Stored data:
PR #2927, opened 2025-12-12
Properly Map Galaxy Errors -> PurchasesError

fire-at-will:
### Description
This PR extends the `Error.toPurchasesError()` function to properly map all error codes that are documented to us in the Samsung SDK's documentation to a `PurchaseError` with the most appropriate `PurchaseErrorCode`. This will allow us to return the most descriptive error as we can when we receive an error from the Galaxy Store.

### DIFF
--- a/purchases/src/test/java/com/revenuecat/purchases/galaxy/utils/ErrorVoUtilsTest.kt
+++ b/purchases/src/test/java/com/revenuecat/purchases/galaxy/utils/ErrorVoUtilsTest.kt
@@ -37,7 +37,7 @@ class ErrorVoUtilsTest {
 
     @Test
     fun `toPurchasesError maps known galaxy error codes to purchases error codes`() {
-        val expectedMappings = listOf(
+        val expectedMappings = mapOf(
             GalaxyErrorCode.IAP_PAYMENT_IS_CANCELED to PurchasesErrorCode.PurchaseCancelledError,
             GalaxyErrorCode.IAP_ERROR_ALREADY_PURCHASED to PurchasesErrorCode.ProductAlreadyPurchasedError,
             GalaxyErrorCode.IAP_ERROR_PRODUCT_DOES_NOT_EXIST to PurchasesErrorCode.ProductNotAvailableForPurchaseError,
@@ -57,7 +57,8 @@ class ErrorVoUtilsTest {
             GalaxyErrorCode.IAP_ERROR_NONE to PurchasesErrorCode.UnknownError,
         )
 
-        expectedMappings.forEach { (galaxyCode, purchasesErrorCode) ->
+        GalaxyErrorCode.values().forEach { galaxyCode ->
+            val purchasesErrorCode = expectedMappings.getValue(galaxyCode)
             val message = "message for ${galaxyCode.name}"
             val errorVo = mockErrorVo(galaxyCode.code, message)
 


purchases/src/main/kotlin/com/revenuecat/purchases/galaxy/constants/GalaxyErrorCode.kt
```diff
@@ -1,7 +1,22 @@
...
+    IAP_ERROR_PRODUCT_DOES_NOT_EXIST(-1005),
+    IAP_ERROR_CONFIRM_INBOX(-1006),
+    IAP_ERROR_ITEM_GROUP_DOES_NOT_EXIST(-1007),
+    IAP_ERROR_NETWORK_NOT_AVAILABLE(-1008),
+    IAP_ERROR_IOEXCEPTION_ERROR(-1009),
+    IAP_ERROR_SOCKET_TIMEOUT(-1010),
+    IAP_ERROR_CONNECT_TIMEOUT(-1011),
+    IAP_ERROR_NOT_EXIST_LOCAL_PRICE(-1012),
+    IAP_ERROR_NOT_AVAILABLE_SHOP(-1013),
+    IAP_ERROR_INVALID_ACCESS_TOKEN(-1015),
```
fire-at-will, line 23: This isn't a typo, there is no error with the code `-1014` in the docs: https://developer.samsung.com/iap/programming-guide/iap-helper-programming.html#ErrorVo-and-Response-code

purchases/src/main/kotlin/com/revenuecat/purchases/galaxy/utils/ErrorVoUtils.kt
```diff
@@ -1,8 +1,44 @@
...
+        -> PurchasesErrorCode.NetworkError
+        GalaxyErrorCode.IAP_ERROR_WHILE_RUNNING -> PurchasesErrorCode.PurchaseInvalidError
+        GalaxyErrorCode.IAP_ERROR_NEED_APP_UPGRADE,
+        GalaxyErrorCode.IAP_ERROR_INITIALIZATION,
+        GalaxyErrorCode.IAP_ERROR_COMMON,
+        GalaxyErrorCode.IAP_ERROR_CONFIRM_INBOX,
+        -> PurchasesErrorCode.StoreProblemError
+        GalaxyErrorCode.IAP_ERROR_NOT_AVAILABLE_SHOP -> PurchasesErrorCode.PurchaseNotAllowedError
+        GalaxyErrorCode.IAP_ERROR_INVALID_ACCESS_TOKEN -> PurchasesErrorCode.InvalidCredentialsError
+        GalaxyErrorCode.IAP_ERROR_NONE -> return null // This means that the ErrorVo isn't an error
```
fire-at-will: It didn't feel right to return a PurchasesError with an unknown code or something like that here, since this galaxy error code explicitly means that an error didn't occur.

This code really shouldn't be executed, since most calling code will be checking our `ErrorVo.isError()` function, but I still added this here to exercise defensive programming.

purchases/src/test/java/com/revenuecat/purchases/galaxy/utils/ErrorVoUtilsTest.kt
```diff
@@ -34,8 +35,63 @@ class ErrorVoUtilsTest {
...
+            GalaxyErrorCode.IAP_ERROR_WHILE_RUNNING to PurchasesErrorCode.PurchaseInvalidError,
+            GalaxyErrorCode.IAP_ERROR_NEED_APP_UPGRADE to PurchasesErrorCode.StoreProblemError,
+            GalaxyErrorCode.IAP_ERROR_INITIALIZATION to PurchasesErrorCode.StoreProblemError,
+            GalaxyErrorCode.IAP_ERROR_COMMON to PurchasesErrorCode.StoreProblemError,
+            GalaxyErrorCode.IAP_ERROR_CONFIRM_INBOX to PurchasesErrorCode.StoreProblemError,
+            GalaxyErrorCode.IAP_ERROR_NOT_AVAILABLE_SHOP to PurchasesErrorCode.PurchaseNotAllowedError,
+            GalaxyErrorCode.IAP_ERROR_INVALID_ACCESS_TOKEN to PurchasesErrorCode.InvalidCredentialsError,
+        )
+
+        expectedMappings.forEach { (galaxyCode, purchasesErrorCode) ->
```
tonidero: Instead of iterating over the hardcoding mappings here, should we iterate over all values of the `GalaxyErrorcode` enum, so we make sure we catch all of them? Then, we can convert `expectedMappings` to a map, for easier access to the expected PurchasesErrorCode.

purchases/src/main/kotlin/com/revenuecat/purchases/galaxy/utils/ErrorVoUtils.kt
tonidero: Hmm I guess the main problem is that this makes the return nullable, which we need to handle everywhere... Maybe it's worth returning the unknown message here but just log something before that?

fire-at-will: Yeah, it definitely muddies up the call sites. Updated to return an UnknownError in 132448cfc46d8403131112697ea78ee233d24d08 👍

purchases/src/test/java/com/revenuecat/purchases/galaxy/utils/ErrorVoUtilsTest.kt
fire-at-will: I love that idea! That'll make sure that we remember to add future mappings to this test :)

Made the change in 09c48d51955ee72872e05cf6b7f1a678ed297817

PR #2928, opened 2025-12-13
Feat(Paywalls) Support Underlined Text

JZDesign:
### Checklist
- [x] If applicable, create follow-up issues for `purchases-ios` and hybrids https://github.com/RevenueCat/purchases-ios/pull/5935

### Motivation

We've had customers asking for this for months. And @bab-s would be happy.

PF-62

### Description

Screenshot 2025-12-12 at 8 37 23 PM

---

> [!NOTE]
> **Low Risk**
> Scoped to RevenueCat UI markdown text styling with defensive handling for malformed tags; no billing, auth, or network behavior changes.
> 
> **Overview**
> Adds **underline** rendering for paywall markdown that uses inline HTML `<u>...</u>`, which standard CommonMark does not style on its own.
> 
> The `Markdown` composable now handles `HtmlInline` nodes and strips/processes `<u>` tags via shared `MarkdownState`, applying `TextDecoration.Underline` only after a matching close tag so ranges can cross bold/italic/code nodes (e.g. `<u>**bold**</u>`) and unclosed tags do not underline trailing text. Plain `Text` and `Code` literals go through `appendTextWithUnderlines` instead of raw `append`.
> 
> Adds a Compose preview sample and a new `MarkdownTests` suite covering tag parsing, state depth, and combined formatting.
> 
> <sup>Reviewed by [Cursor Bugbot](https://cursor.com/bugbot) for commit dd40b9a2fb8d612cc95b379da5c600022381b1d6. Bugbot is set up for automated code reviews on this repo. Configure [here](https://www.cursor.com/dashboard/bugbot).</sup>


ui/revenuecatui/src/main/kotlin/com/revenuecat/purchases/ui/revenuecatui/composables/Markdown.kt
```diff
@@ -58,6 +61,21 @@ private val parser = Parser.builder()
...
+ */
+private class MarkdownState {
+    var underlineDepth = 0
+}
+
+object MarkdownTagDefinitions {
+    const val UNDERLINE_OPEN_TAG = "<u>"
+    const val UNDERLINE_CLOSE_TAG = "</u>"
+    const val UNDERLINE_OPEN_TAG_LENGTH = 3
+    const val UNDERLINE_CLOSE_TAG_LENGTH = 4
```
tonidero: Seems these 2 could be calculated from the tags themselves instead of hardcoding them?

ui/revenuecatui/src/main/kotlin/com/revenuecat/purchases/ui/revenuecatui/composables/Markdown.kt
```diff
@@ -582,3 +659,15 @@ private fun MarkdownText(
             },
     )
 }
+
+@Preview
+@Composable
+@Suppress("MaxLineLength")
+fun PreviewText() {
```
tonidero: This needs to be private, we don't want to expose it as part of the public API :)

ui/revenuecatui/src/main/kotlin/com/revenuecat/purchases/ui/revenuecatui/composables/Markdown.kt
```diff
@@ -58,6 +61,21 @@ private val parser = Parser.builder()
...
 
+/**
+ * Tracks state during markdown AST traversal, specifically for handling
+ * underline tags that span across multiple AST nodes.
+ */
+private class MarkdownState {
+    var underlineDepth = 0
+}
+
+object MarkdownTagDefinitions {
```
tonidero: This also should be private

tonidero (approved):
I believe this makes sense. Thanks for adding support for this!! 🙏

ui/revenuecatui/src/main/kotlin/com/revenuecat/purchases/ui/revenuecatui/composables/Markdown.kt
```diff
@@ -539,22 +558,80 @@ private fun AnnotatedString.Builder.appendMarkdownChildren(
...
+                    MarkdownTagDefinitions.UNDERLINE_OPEN_TAG -> {
+                        pushStyle(SpanStyle(textDecoration = TextDecoration.Underline))
+                        state.underlineDepth++
+                    }
+                    MarkdownTagDefinitions.UNDERLINE_CLOSE_TAG -> {
+                        if (state.underlineDepth > 0) {
+                            pop()
+                            state.underlineDepth--
+                        }
+                    }
```
JayShortway: Could you explain why we need the `state`? I read it's for tags spanning multiple nodes, but it's not clicking for me haha. My naive thought is that we can just push when we see `<u>` and pop when we see `</u>`, but maybe I'm missing something.

JZDesign: If the paywall—for some odd reason—has a `</u>` tag that doesn't belong we could pop a style off and remove things we shouldn't

An edge case, to be sure.

ui/revenuecatui/src/main/kotlin/com/revenuecat/purchases/ui/revenuecatui/composables/Markdown.kt
```diff
@@ -550,22 +567,82 @@ private fun AnnotatedString.Builder.appendMarkdownChildren(
...
+    when (tag) {
+        MarkdownTagDefinitions.UNDERLINE_OPEN_TAG -> {
+            pushStyle(SpanStyle(textDecoration = TextDecoration.Underline))
+            state.underlineDepth++
+        }
+        MarkdownTagDefinitions.UNDERLINE_CLOSE_TAG -> {
+            if (state.underlineDepth > 0) {
+                pop()
+                state.underlineDepth--
+            }
```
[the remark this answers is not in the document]
JayShortway: Might be good to fix this one.

ui/revenuecatui/src/main/kotlin/com/revenuecat/purchases/ui/revenuecatui/composables/Markdown.kt
```diff
@@ -517,15 +533,16 @@ private fun AnnotatedString.Builder.appendMarkdownChildren(
...
     baseFontWeight: FontWeight?,
+    state: MarkdownState = MarkdownState(),
 ) {
     var child = parent.firstChild
     while (child != null) {
         when (child) {
-            is Paragraph -> appendMarkdownChildren(child, color, allowLinks, baseFontWeight)
-            is Text -> append(child.literal)
+            is Paragraph -> appendMarkdownChildren(child, color, allowLinks, baseFontWeight, state)
+            is Text -> appendTextWithUnderlines(child.literal, state)
```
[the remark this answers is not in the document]
JayShortway: Not sure if this is a problem? Worth verifying consistency with the other platforms at least.

ui/revenuecatui/src/main/kotlin/com/revenuecat/purchases/ui/revenuecatui/composables/Markdown.kt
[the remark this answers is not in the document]
JayShortway: Not sure how though, `pop()` is the only way to pop styles afaik. No way to specify which style you want to pop, it's always the latest.

ui/revenuecatui/src/main/kotlin/com/revenuecat/purchases/ui/revenuecatui/composables/Markdown.kt
JayShortway: Right, probably good to be defensive indeed.

JayShortway (approved):

PR #2931, opened 2025-12-15
Adds `setAppsFlyerConversionData` to conveniently track AppsFlyer conversion data

JayShortway:
### Motivation
[Mini-spec](https://docs.google.com/document/d/1bUztyfG_mVlHsi0KfuJaa4Cgj7Ok14SJW4CiCGivrOg) 

### Description
Introduces a new public function `fun setAppsFlyerConversionData(data: Map<*, *>?)` to `Purchases` that processes AppsFlyer conversion data and sets corresponding RevenueCat subscriber attributes.

### DIFF
--- a/purchases/src/main/kotlin/com/revenuecat/purchases/utils/MapExtensions.kt
+++ b/purchases/src/main/kotlin/com/revenuecat/purchases/utils/MapExtensions.kt
@@ -15,10 +15,10 @@ internal fun <K, V, R : Any> Map<K, V>.mapNotNullKeys(transform: (Map.Entry<K, V
     return destination
 }
 
-internal fun Map<*, *>.getStringValue(key: String): String? {
-    return when (val value = this[key]) {
-        is String -> value.takeIf { it.isNotBlank() }
-        null -> null
-        else -> value.toString().takeIf { it.isNotBlank() }
+internal fun Map<*, *>.getStringValueForPrimitive(key: String): String? {
+    val value = this[key] ?: return null
+    return when (value) {
+        is String, is Number, is Boolean, is Char -> value.toString().takeIf { it.isNotBlank() }
+        else -> null
     }
 }
--- a/purchases/src/main/kotlin/com/revenuecat/purchases/subscriberattributes/SubscriberAttributesManager.kt
+++ b/purchases/src/main/kotlin/com/revenuecat/purchases/subscriberattributes/SubscriberAttributesManager.kt
@@ -11,7 +11,7 @@ import com.revenuecat.purchases.strings.AttributionStrings
 import com.revenuecat.purchases.subscriberattributes.caching.AppUserID
 import com.revenuecat.purchases.subscriberattributes.caching.SubscriberAttributeMap
 import com.revenuecat.purchases.subscriberattributes.caching.SubscriberAttributesCache
-import com.revenuecat.purchases.utils.getStringValue
+import com.revenuecat.purchases.utils.getStringValueForPrimitive
 import java.util.Observable
 
 @Suppress("TooManyFunctions")
@@ -170,33 +170,33 @@ internal class SubscriberAttributesManager(
 
         val attributes = mutableMapOf<String, String?>()
 
-        val mediaSource = data.getStringValue("media_source")
+        val mediaSource = data.getStringValueForPrimitive("media_source")
         if (mediaSource != null) {
             attributes[SubscriberAttributeKey.CampaignParameters.MediaSource.backendKey] = mediaSource
-        } else if (data.getStringValue("af_status")?.equals("Organic", ignoreCase = true) == true) {
+        } else if (data.getStringValueForPrimitive("af_status")?.equals("Organic", ignoreCase = true) == true) {
             attributes[SubscriberAttributeKey.CampaignParameters.MediaSource.backendKey] = "Organic"
         }
 
-        data.getStringValue("campaign")?.also {
+        data.getStringValueForPrimitive("campaign")?.also {
             attributes[SubscriberAttributeKey.CampaignParameters.Campaign.backendKey] = it
         }
 
-        val adGroup = data.getStringValue("adgroup") ?: data.getStringValue("adset")
+        val adGroup = data.getStringValueForPrimitive("adgroup") ?: data.getStringValueForPrimitive("adset")
         adGroup?.also {
             attributes[SubscriberAttributeKey.CampaignParameters.AdGroup.backendKey] = it
         }
 
-        val ad = data.getStringValue("af_ad") ?: data.getStringValue("ad_id")
+        val ad = data.getStringValueForPrimitive("af_ad") ?: data.getStringValueForPrimitive("ad_id")
         ad?.also {
             attributes[SubscriberAttributeKey.CampaignParameters.Ad.backendKey] = it
         }
 
-        val keyword = data.getStringValue("af_keywords") ?: data.getStringValue("keyword")
+        val keyword = data.getStringValueForPrimitive("af_keywords") ?: data.getStringValueForPrimitive("keyword")
         keyword?.also {
             attributes[SubscriberAttributeKey.CampaignParameters.Keyword.backendKey] = it
         }
 
-        val creative = data.getStringValue("creative") ?: data.getStringValue("af_creative")
+        val creative = data.getStringValueForPrimitive("creative") ?: data.getStringValueForPrimitive("af_creative")
         creative?.also {
             attributes[SubscriberAttributeKey.CampaignParameters.Creative.backendKey] = it
         }


purchases/src/defaults/kotlin/com/revenuecat/purchases/Purchases.kt
```diff
@@ -816,6 +816,26 @@ class Purchases internal constructor(
...
+     * - `$mediaSource`: From `media_source`, or "Organic" if `af_status` is "Organic"
+     * - `$campaign`: From `campaign`
+     * - `$adGroup`: From `adgroup`, with fallback to `adset`
+     * - `$ad`: From `af_ad`, with fallback to `ad_id`
+     * - `$keyword`: From `af_keywords`, with fallback to `keyword`
+     * - `$creative`: From `creative`, with fallback to `af_creative`
+     *
+     * @param data The conversion data map from AppsFlyer's `onConversionDataSuccess` callback.
+     */
+    fun setAppsFlyerAttributionData(data: Map<*, *>?) {
```
tonidero: Maybe it's simpler this way... but I was wondering whether it would be worth adding a `AppslyerAttributionData` class that can be constructed with this map, so we perform some validations there and it's more flexible in case we want to change the signature later... 

But honestly, don't think it's a blocker. Probably shouldn't throw in case it doesn't pass validations, and we can adapt the signature later if needed, so FFTI!!

purchases/src/main/kotlin/com/revenuecat/purchases/PurchasesOrchestrator.kt
```diff
@@ -1044,6 +1044,61 @@ internal class PurchasesOrchestrator(
...
+        if (data == null) {
+            return
+        }
+
+        val attributes = mutableMapOf<String, String?>()
+
+        val mediaSource = data.getStringValue("media_source")
+            ?: data.getStringValue("af_status")
+                .takeIf { it.equals("Organic", ignoreCase = true) }
+                ?.let { "Organic" }
```
tonidero: Hmm do we need to get `af_status` at all considering we only get it it if's `Organic` if we are falling back to `Organic` in any case?

purchases/src/main/kotlin/com/revenuecat/purchases/PurchasesOrchestrator.kt
```diff
@@ -1044,6 +1044,61 @@ internal class PurchasesOrchestrator(
         )
     }
 
+    @Suppress("CyclomaticComplexMethod")
+    fun setAppsFlyerAttributionData(data: Map<*, *>?) {
```
tonidero: Nitpicky, but I would try to move this logic out, maybe to the SubscriberAttributesManger?... I think it would be better to minimize the logic here for testability purposes :)

purchases/src/main/kotlin/com/revenuecat/purchases/PurchasesOrchestrator.kt
```diff
@@ -1044,6 +1044,61 @@ internal class PurchasesOrchestrator(
...
+        creative?.also {
+            attributes[SubscriberAttributeKey.CampaignParameters.Creative.backendKey] = it
+        }
+
+        if (attributes.isNotEmpty()) {
+            subscriberAttributesManager.setAttributes(attributes, appUserID)
+        }
+    }
+
+    private fun Map<*, *>.getStringValue(key: String): String? {
```
tonidero: Hmm might be worth extracting to `utils.kt` maybe?

purchases/src/main/kotlin/com/revenuecat/purchases/PurchasesOrchestrator.kt
```diff
@@ -1044,6 +1044,61 @@ internal class PurchasesOrchestrator(
         )
     }
 
+    @Suppress("CyclomaticComplexMethod")
+    fun setAppsFlyerAttributionData(data: Map<*, *>?) {
+        log(LogIntent.DEBUG) { AttributionStrings.METHOD_CALLED.format("setAppsFlyerAttributionData") }
+
+        if (data == null) {
+            return
```
rickvdl: Same question here as on iOS, is it ok that we're not support unsetting attributes?

purchases/src/main/kotlin/com/revenuecat/purchases/PurchasesOrchestrator.kt
JayShortway: We're only falling back to `Organic` if `af_status` is `Organic`. That said, I do see how this can be unclear, so I made it a bit more obvious in https://github.com/RevenueCat/purchases-android/pull/2931/changes/5a111dd287519a4cdde1e6606968b43a5e80129b.

purchases/src/main/kotlin/com/revenuecat/purchases/PurchasesOrchestrator.kt
JayShortway: That's a good idea! Done here: https://github.com/RevenueCat/purchases-android/pull/2931/commits/65dec7e7c05442d1535bdea36d9d60aaf2ca2994.

purchases/src/main/kotlin/com/revenuecat/purchases/PurchasesOrchestrator.kt
JayShortway: Moved to `MapExtensions.kt` (https://github.com/RevenueCat/purchases-android/pull/2931/commits/76a3ee31a9f81d5a454a4a37bec20daa31be3c1b).

purchases/src/defaults/kotlin/com/revenuecat/purchases/Purchases.kt
JayShortway: Right, I'm very much pro wrapper classes in the public API to allow us to evolve it in a non-breaking way. However in this case I'm not sure if it's worth it. It's really meant to be called like this:
```kotlin
override fun onConversionDataSuccess(data: MutableMap<String, Any>?) {
  Purchases.sharedInstance.setAppsFlyerAttributionData(data)
}
```

If AppsFlyer changes the `data` type, we would add a new function and deprecate the old one. If we had a wrapper class, we would add a new constructor and deprecate the old one. That's pretty much the same, with a tiny bit of added friction because developers need to understand that they need to construct the wrapper class first.

purchases/src/main/kotlin/com/revenuecat/purchases/PurchasesOrchestrator.kt
JayShortway: I think that's okay. Conversion attribution is determined once for an install, and never changes. It might also be confusing. For instance, if you've set campaign data manually, and then call this function with a map that doesn't contain campaign data, it would be cleared. That might be unexpected.

I thought about supporting unsetting all attributes at once if the developer passes a `nil` dictionary. However I also think that would be confusing, if sometimes `nil` unsets and sometimes it doesn't. I chose to clarify this behavior in the docs instead. (https://github.com/RevenueCat/purchases-android/pull/2931/commits/ae39ec764b0e0f4946a146213fdfda02a85695ec).

rickvdl: Thanks for clarifying, agree!

purchases/src/main/kotlin/com/revenuecat/purchases/utils/MapExtensions.kt
```diff
@@ -14,3 +14,11 @@ internal fun <K, V, R : Any> Map<K, V>.mapNotNullKeys(transform: (Map.Entry<K, V
...
     return destination
 }
+
+internal fun Map<*, *>.getStringValue(key: String): String? {
+    return when (val value = this[key]) {
+        is String -> value.takeIf { it.isNotBlank() }
+        null -> null
+        else -> value.toString().takeIf { it.isNotBlank() }
+    }
+}
```
ajpallares: Nit: Couldn't this be simplified to

```
internal fun Map<*, *>.getStringValue(key: String): String? =
    this[key]?.toString()?.takeIf { it.isNotBlank() }
```

.gitignore
```diff
@@ -137,5 +137,5 @@ purchases-android-snapshots
 # Make sure we share the same Detekt IntelliJ plugin settings
 !.idea/detekt.xml
 
-# Kotlin error logs
-.kotlin/errors/
+# Kotlin compiler
+.kotlin
```
ajpallares: This change seems unrelated to this PR. I think the change makes sense, but idk if maybe should be done in a separate PR? (for easier tracking mostly)

JayShortway: Good point, done! Changed the base branch of this PR.

purchases/src/main/kotlin/com/revenuecat/purchases/utils/MapExtensions.kt
JayShortway: Ah yes, other than calling `toString` on a `String`, those should be equivalent indeed! Done here: https://github.com/RevenueCat/purchases-android/pull/2931/commits/23d7411a04f5416b6c51ae2739b906714747cee8.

Exercise:
For this exercise, please output exactly the lines above starting at the line with "on its own." and ending at the line with "tonidero: Seems these", ends included.

Result of the exercise:
> Adds **underline** rendering for paywall markdown that uses inline HTML `<u>...</u>`, which standard CommonMark does not style on its own.
> 
> The `Markdown` composable now handles `HtmlInline` nodes and strips/processes `<u>` tags via shared `MarkdownState`, applying `TextDecoration.Underline` only after a matching close tag so ranges can cross bold/italic/code nodes (e.g. `<u>**bold**</u>`) and unclosed tags do not underline trailing text. Plain `Text` and `Code` literals go through `appendTextWithUnderlines` instead of raw `append`.
> 
> Adds a Compose preview sample and a new `MarkdownTests` suite covering tag parsing, state depth, and combined formatting.
> 
> <sup>Reviewed by [Cursor Bugbot](https://cursor.com/bugbot) for commit dd40b9a2fb8d612cc95b379da5c600022381b1d6. Bugbot is set up for automated code reviews on this repo. Configure [here](https://www.cursor.com/dashboard/bugbot).</sup>


ui/revenuecatui/src/main/kotlin/com/revenuecat/purchases/ui/revenuecatui/composables/Markdown.kt
```diff
@@ -58,6 +61,21 @@ private val parser = Parser.builder()
...
+ */
+private class MarkdownState {
+    var underlineDepth = 0
+}
+
+object MarkdownTagDefinitions {
+    const val UNDERLINE_OPEN_TAG = "<u>"
+    const val UNDERLINE_CLOSE_TAG = "</u>"
+    const val UNDERLINE_OPEN_TAG_LENGTH = 3
+    const val UNDERLINE_CLOSE_TAG_LENGTH = 4
```
tonidero: Seems these 2 could be calculated from the tags themselves instead of hardcoding them?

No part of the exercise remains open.